= Assigned task =
Where a line holds the word "what", copy that line from the data below.

▶

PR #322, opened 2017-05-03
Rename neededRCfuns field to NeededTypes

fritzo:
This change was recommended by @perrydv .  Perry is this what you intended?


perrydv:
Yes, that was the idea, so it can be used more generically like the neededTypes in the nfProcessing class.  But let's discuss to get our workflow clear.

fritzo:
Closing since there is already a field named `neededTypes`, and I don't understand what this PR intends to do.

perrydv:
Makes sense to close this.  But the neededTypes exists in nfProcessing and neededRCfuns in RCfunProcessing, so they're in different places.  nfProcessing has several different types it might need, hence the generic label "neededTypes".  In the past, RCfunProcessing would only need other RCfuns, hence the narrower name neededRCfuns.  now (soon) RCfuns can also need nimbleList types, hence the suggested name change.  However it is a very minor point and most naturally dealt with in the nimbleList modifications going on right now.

◀

= Response area =
This change was recommended by @perrydv .  Perry is this what you intended?
Closing since there is already a field named `neededTypes`, and I don't understand what this PR intends to do.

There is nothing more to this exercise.